Emergency lights are required to be on when the power is off regardless if the room is occupied or not. 

WattStopper has what you need and so do other manafacturers.

http://www.wattstopper.com/getdoc/1967/ELCUWhitepaper.pdf


----------



## raider1 (Jan 22, 2007)

I agree with the slow smoked BBQ if the light is a required EM.

I would like to add that most likely there is no code requirement for an emergency light to be installed in the restroom. It may seem like common sense to have an EM light in a restroom, but I highly doubt that it is required by the building code.

If the light is not a required EM light then it should not be installed on an EM circuit.

Chris


----------



## McClary’s Electrical (Feb 21, 2009)

raider1 said:


> I agree with the slow smoked BBQ if the light is a required EM.
> 
> I would like to add that most likely there is no code requirement for an emergency light to be installed in the restroom. It may seem like common sense to have an EM light in a restroom, but I highly doubt that it is required by the building code.
> 
> ...


 

Chris, while I agree with you, the building codes are written in strangely vague wordings, just as the NEC, the wording says "entire egress path" so some inspectors will inlcude the bathroom in that path.


----------



## BBQ (Nov 16, 2010)

mcclary's electrical said:


> Chris, while I agree with you, the building codes are written in strangely vague wordings, just as the NEC, the wording says "entire egress path" so some inspectors will inlcude the bathroom in that path.

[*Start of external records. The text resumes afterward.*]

PR #2058, opened 2025-06-26
Fix extract toolParameters in extractParametersFromSchema when using mcp

jarvisaoieong:
## What does this PR do?

Fix the toolParameters extract problem when using mcp

## Related PRs and Issues

- (Direct link to related PR or issue, if relevant)

## Checklist

- [x] I have read the [Contribution Guide](https://github.com/copilotkit/copilotkit/blob/master/CONTRIBUTING.md)
- [x] If the PR changes or adds functionality, I have updated the relevant documentation

PR #2100, opened 2025-07-03
Fix extract toolParameters in extractParametersFromSchema

suhasdeshpande:
## What does this PR do?

Fix the toolParameters extract problem when using mcp

## Related PRs and Issues

## Checklist

## Summary by CodeRabbit

* **Refactor**
  * Improved internal handling of parameter extraction from schemas to enhance data processing accuracy without affecting user experience.

Clone of #2058

### DIFF
--- a/CopilotKit/packages/runtime/src/lib/runtime/mcp-tools-utils.ts
+++ b/CopilotKit/packages/runtime/src/lib/runtime/mcp-tools-utils.ts
@@ -51,7 +51,7 @@ export function extractParametersFromSchema(
       ? (toolOrSchema as MCPTool).schema
       : (toolOrSchema as MCPTool["schema"]);
 
-  const toolParameters = schema?.parameters || schema?.parameters?.jsonSchema;
+  const toolParameters = schema?.parameters?.jsonSchema || schema?.parameters;
   const properties = toolParameters?.properties;
   const requiredParams = new Set(toolParameters?.required || []);
 


CopilotKit/packages/runtime/src/lib/runtime/__tests__/mcp-tools-utils.test.ts
```diff
@@ -41,238 +40,424 @@ describe("MCP Tools Utils", () => {
...
+      expect(result[0]).toEqual({
+        name: "simpleArray",
+        type: "array<string>",
+        description: "Array of strings",
+        required: true,
+      });
+      expect(result[1]).toEqual({
+        name: "objectArray",
+        type: "array",
+        description: "Array of objects Array of objects with properties: name, value",
```
hejtmii, line 114: The information of the shape for the nested properties gets lost. Especially when using general names like `value`

hejtmii: The concatenation with the original description is also somewhat weird, and might cause confusion for the LLM.

Imagine someone wants to narrow down the description to achieve desired behavior

`description: "Array of terms, name should be short and descriptive"`

Ending up with:

`Array of terms. Name should be short and descriptive Array of objects with properties: name, color`

Making the LLM to think `name` subproperty should be an array of objects...

It would deserve some better separator to make it clear those are two independent bits of information

alankpax:
Hi, I think I am still getting issues with params not being populated when LLM is calling tools resulting in validation errors in version 1.9.3.

It can bet reproduced easily running the Connect to MCP guide with a simple Gmail MCP Server running on Composio expecting a parameter

image

I have also reproduced similar behaviour implementing a runtime by providing tools from Mcp Client. I get these errors on every tool needing params when logging client calls server side

mcp failed copilotkit

Or maybe it's another issue ?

Pretty poor call if they do as I bet if you actually call a typical bathroom an 'egress' there will suddenly be a number of other violations created.


----------



## bruce6670 (Apr 27, 2010)

raider1 said:


> If the light is not a required EM light then it should not be installed on an EM circuit.
> 
> Chris



I don't understand what you mean by *should not*. Is there anything in the NEC that says this, or is it just something that's not standard practice ?


----------



## Ima Hack (Aug 31, 2009)

mcclary's electrical said:


> Chris, while I agree with you, the building codes are written in strangely vague wordings, just as the NEC, the wording says "entire egress path" so some inspectors will inlcude the bathroom in that path.


I've had to put an emergency light or a bugeye in most public restrooms I seem to recall, maybe it was the engineers preference.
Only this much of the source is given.